Fearful of an upsurge in violence between organised criminals and hopeful of becoming a full member of the EU next year, Hungary has launched draconian measures against money laundering in an about turn for a nation that sees itself as a magnet for criminals who are attracted by its pivotal position between east and west. Hungary was removed from the money laundering blacklist only last year.
The blacklist names and shames countries that fail to pull their weight in the global fight against money laundering. It is reviewed and published annually by the 31-nation Financial Action Task Force (FATF). Hungary's meticulous application of the rules is fuelled by fear, shared by the security agencies throughout formerly Soviet- dominated Eastern Europe, of an imminent renewal of savage turf wars between rival gangs of the Russian mafia.
Money laundering involves the reintroduction of the proceeds of criminal enterprise through corrupt dealers into the mainstream of legitimate finance. Authoritative estimates suggest that as much as US$1.5 trillion -- 5 percent of the gross global product -- is laundered every year.

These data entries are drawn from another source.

PR #3, opened 2017-06-27
STITCH-156 Add tests for Android SDK

jsflax:
Added Kotlin for testing.

Added RESTMock framework to mock network calls: https://github.com/andrzejchm/RESTMock .

Testing public methods of `StitchClient` class, as well as general authentication and pipeline flows.


.idea/markdown-exported-files.xml
```diff
@@ -0,0 +1,8 @@
+<?xml version="1.0" encoding="UTF-8"?>
```
edaniels: Need this file?

build.gradle
```diff
@@ -15,6 +17,7 @@ buildscript {
 
 allprojects {
     repositories {
+        maven { url "https://jitpack.io" }
```
edaniels: What's this for?

.idea/misc.xml
```diff
@@ -37,7 +37,7 @@
     <ConfirmationsSetting value="0" id="Add" />
     <ConfirmationsSetting value="0" id="Remove" />
   </component>
-  <component name="ProjectRootManager" version="2" languageLevel="JDK_1_7" default="true" assert-keyword="true" jdk-15="true" project-jdk-name="1.8" project-jdk-type="JavaSDK">
+  <component name="ProjectRootManager" version="2" languageLevel="JDK_1_8" default="true" assert-keyword="true" jdk-15="true" project-jdk-name="1.8" project-jdk-type="JavaSDK">
```
edaniels: Should find a way to stop this from changing :(

sdk/build.gradle
```diff
@@ -15,7 +16,8 @@ android {
         versionCode 20170505
         versionName "0.1.0"
 
-        testInstrumentationRunner "android.support.test.runner.AndroidJUnitRunner"
+        multiDexEnabled true
```
edaniels: Will using `multiDexEnabled` affect apps importing the SDK or no?

sdk/src/androidTest/java/com/mongodb/stitch/StitchClientTest.kt
```diff
@@ -0,0 +1,218 @@
+package com.mongodb.stitch
+
+import android.content.Context
```
edaniels: Looks like these imports need to be auto-organized

sdk/src/androidTest/java/com/mongodb/stitch/StitchClientTest.kt
```diff
@@ -0,0 +1,218 @@
...
+import io.appflate.restmock.android.AndroidAssetsFileParser
+import io.appflate.restmock.RESTMockServerStarter
+import io.appflate.restmock.utils.RequestMatchers.pathEndsWith
+
+/**
+ * Test public methods of StitchClient, running through authentication
+ * and pipeline flows.
+ */
+@RunWith(AndroidJUnit4::class)
+class StitchClientTest {
```
edaniels: Does this need a package access specifier or is it unnecessary?

edaniels: Oh this is Kotlin so the answer may very well be no

sdk/src/androidTest/java/com/mongodb/stitch/StitchClientTest.kt
```diff
@@ -0,0 +1,218 @@
...
+    companion object {
+        const val FakeAccessToken = "fake-access-token"
```
edaniels: is it a kotlin convention to uppercase the first letter of a constant?

edaniels:
cc: @mburdette if you want to skim it

sdk/src/androidTest/java/com/mongodb/stitch/StitchClientTest.kt
```diff
@@ -0,0 +1,218 @@
...
+                        "metadataFields" to arrayOf(
+                                FakeMetadataFieldEmail,
+                                FakeMetadataFieldBirthday
+                        )
+                )
+        )).toString()
+
+        /** Mock data for auth object from [StitchClient.logInWithProvider] */
+        val mockAuthData = JSONObject(mapOf(
+                "accessToken" to FakeAccessToken,
```
edaniels: Should we use constant values for these field names in general?

sdk/src/androidTest/java/com/mongodb/stitch/StitchClientTest.kt
```diff
@@ -0,0 +1,218 @@
...
+        )).toString()
+    }
+
+    /** Base context from test runner */
+    private val instrumentationCtx: Context = InstrumentationRegistry.getContext()
+    /** [StitchClient] for this test */
+    private var stitchClient: StitchClient? = null
+
+    @Before
+    fun setup() {
```
edaniels: so fun

sdk/src/androidTest/java/com/mongodb/stitch/StitchClientTest.kt
```diff
@@ -0,0 +1,218 @@
...
+        // start the mock server
+        RESTMockServerStarter.startSync(AndroidAssetsFileParser(instrumentationCtx), AndroidLogger())
+
+        // instantiate a new StitchClient using a dummy name and the mock baseUrl
+        val stitchClient = StitchClient(instrumentationCtx, "dummy-app", RESTMockServer.getUrl())
+        this.stitchClient = stitchClient
+
+        // clear all instances of the internal [SharedPreferences] to start with a clean slate
```
edaniels: What's this convention of using brackets around the class name?

sdk/src/androidTest/java/com/mongodb/stitch/StitchClientTest.kt
```diff
@@ -0,0 +1,218 @@
...
+        stitchClient.properties.clear()
+        stitchClient.javaClass.kotlin.declaredMemberProperties.first {
```
edaniels: Can you explain what's going on here?

sdk/src/androidTest/java/com/mongodb/stitch/StitchClientTest.kt
```diff
@@ -0,0 +1,218 @@
...
+            it.name == "_preferences"
+        }.also { it.isAccessible = true }.get(stitchClient).also {
+            (it as SharedPreferences).edit().clear().commit()
+        }
+
+        // mock out all calls related to auth
+        RESTMockServer.whenPOST(pathContains("auth")).thenReturnString(mockAuthData)
```
edaniels: I'd like these to be more specific as spec-like such that we know exactly what type of path we are looking for. It may be easy to mock the wrong thing this way.

sdk/src/androidTest/java/com/mongodb/stitch/StitchClientTest.kt
```diff
@@ -0,0 +1,218 @@
...
+        RESTMockServer.whenGET(pathEndsWith("auth")).thenReturnString(mockProviderData)
```
edaniels: Will these types of responses return JSON content-types or what?

sdk/src/androidTest/java/com/mongodb/stitch/StitchClientTest.kt
```diff
@@ -0,0 +1,218 @@
...
+            }
+        })
+
+        // assert that we have not authenticated yet
+        assertThat(!stitchClient!!.isAuthenticated)
+
+        // fetch mocked authProviders
+        await(stitchClient!!.authProviders).let {
+            // assert all providers provided in mock are available
+            assertThat(it.hasAnonymous() && it.hasEmailPassword()
```
edaniels: If we have a test like this we should have another test where there is no provider available and a partial amount available to cover our edge cases

sdk/src/androidTest/java/com/mongodb/stitch/StitchClientTest.kt
```diff
@@ -0,0 +1,218 @@
...
+            when (it) {
+                is GoogleAuthProviderInfo ->
+                    assertThat(it.clientId == FakeGoogleClientId)
+                is FacebookAuthProviderInfo ->
+                    assertThat(it.applicationId == FakeFacebookClientId)
+            }
+        }
+
+        // log in anonymously
+        await(stitchClient!!.logInWithProvider(AnonymousAuthProvider()))
```
edaniels: !! is similar to getting the optional and dereferencing?

sdk/src/androidTest/java/com/mongodb/stitch/TestUtils.kt
```diff
@@ -0,0 +1,55 @@
...
+}
+
+/**
+ * Convenience method that wraps a [Task] in the [latch] method, awaiting the result.
+ *
+ * @param[task] pending task to wait for
+ *
+ * @return result of the task after it's been completed
+ */
+fun <T> await(task: Task<T>): T {
```
edaniels: so is using coroutines not a better idea with async and suspend?

.idea/misc.xml
jsflax: Will look into this. Could just ignore the file.

build.gradle
jsflax: This is for the RESTMock framework.

sdk/src/androidTest/java/com/mongodb/stitch/StitchClientTest.kt
jsflax: Unnecessary, public by default.

sdk/src/androidTest/java/com/mongodb/stitch/StitchClientTest.kt
jsflax: Looks like I was still thinking Swift-y here. Should be defaulting to Java naming conventions here: http://kotlinlang.org/docs/reference/coding-conventions.html will change.

sdk/src/androidTest/java/com/mongodb/stitch/StitchClientTest.kt
jsflax: We could, but they would be unused at the moment, as we aren't going to be accessing the mock data by keys, but in their mapped object form.

sdk/src/androidTest/java/com/mongodb/stitch/StitchClientTest.kt
jsflax: Brackets is the equivalent of `{@link SharedPreferences}` in Java

sdk/src/androidTest/java/com/mongodb/stitch/StitchClientTest.kt
jsflax: I'm reflectively clearing out the `_properties` member of the StitchClient.

sdk/src/androidTest/java/com/mongodb/stitch/StitchClientTest.kt
jsflax: Unsure, but they are currently being handled correctly. If I want to return more precise responses, I have to instantiate a `MockResponse` and provide that information. Will change for precision.

sdk/src/androidTest/java/com/mongodb/stitch/StitchClientTest.kt
jsflax: Will change.

sdk/src/androidTest/java/com/mongodb/stitch/StitchClientTest.kt
jsflax: Correct, `!!` is the unsafe way to unwrap optionals. In this case, it's safe as we know 100% that the `stitchClient` will be non-null and unchanged.

sdk/src/androidTest/java/com/mongodb/stitch/TestUtils.kt
jsflax: https://kotlinlang.org/docs/reference/coroutines.html So after fiddling around with co-routines, I ran into a few issues, namely that they don't play well with the Tasks/Futures that we are currently using:

```kotlin
    inline fun <R> latch(count: Int = 1, block: CountDownLatch.() -> R): R {
        val latch = CountDownLatch(count)
        val r = latch.block()
        latch.await()
        return r
    }

    private suspend fun <T> fetch(task: Task<T>): T {
        latch { task.addOnCompleteListener { this.countDown() } }

        return task.result
    }

    @Test fun testAuth() = runBlocking {
        val deferredAuth = async(CommonPool) {
            fetch(stitchClient!!.logInWithProvider(AnonymousAuthProvider()))
        }

        val auth = deferredAuth.await()

        assert(auth.accessToken == FakeAccessToken)
    }
```

That was my experimentation. I ended up being able to accomplish all that in two lines without using coroutines:

```kotlin
@Test fun testAuth() {
        val auth = fetch(stitchClient!!.logInWithProvider(AnonymousAuthProvider()))

        assertThat(auth.accessToken == FakeAccessToken)
}
```

It looks like to take advantage of coroutines, we'd need to write our own Promise class in kotlin that uses the `suspended` keyword. It's possible we can implement our own `Task` class (`Task` is abstract after all), but that seems like overkill right now.

Could be a cool thought for a side project. Kotlin promises would be nice while the language is still in its nascent stages.

sdk/src/androidTest/java/com/mongodb/stitch/StitchClientTest.kt
jsflax: Will fix.

sdk/build.gradle
jsflax: I'm going to have to test this against a sample app before I can properly answer this question.

sdk/src/androidTest/java/com/mongodb/stitch/StitchClientTest.kt
jsflax: Should also probably make sure the `StitchClient`is catching error responses (for mock errors) while we're at it. Will add.

sdk/src/androidTest/java/com/mongodb/stitch/TestUtils.kt
edaniels: makes sense to not do it then

jsflax:
@edaniels PTAL. I've tested this against MongoCipher after a local deploy to ensure that multidex/kotlin will not have negative effects. The only change I didn't tend to was changing that `path` mocks. Thanks to the HTTP verb-age, there will not be any conflicts... for now. But it's something we'll need to keep an eye on.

The EU demands strict compliance by candidate countries with its rules against money laundering in order to deny terrorists their financial support. Hungary, which does not perceive a serious terrorist threat against its citizens, is more than willing to comply -- as a means to counter the renewed threat of organised criminals.
Hungary is the author of several successful innovations in the fight against organised crime, which has been threatening this region since the collapse of the Soviet Union a decade ago. It has been instrumental to the introduction of legislation among its neighbours making money laundering illegal and imposing the same reporting obligations on financial institutions that are now being extended to individuals.
These measures seemed to have contributed to the end of indiscriminate criminal turf wars raging throughout the former Soviet possessions in the 1990s. But experts fear that the murder of gangland bosses and the bombing of nightclubs have merely led to a consolidation of the power of dominant criminal interests, and that they may clash again with renewed ferocity. A spectacular recent arson attack on a popular nightclub in the capital followed by an explosion last Monday in front of a busy Budapest railway station suggest that the process has already begun.
Hungary is nervous because its traditional role as a link between East and West has made it attractive to the criminal underworld. The Russian mafia has already established a bridgehead in Budapest from which it directs operations as far away as Britain, New Zealand and the US. This is an excellent place for criminals to seek legitimate power by investing freshly laundered cash in buying shares and supporting political parties.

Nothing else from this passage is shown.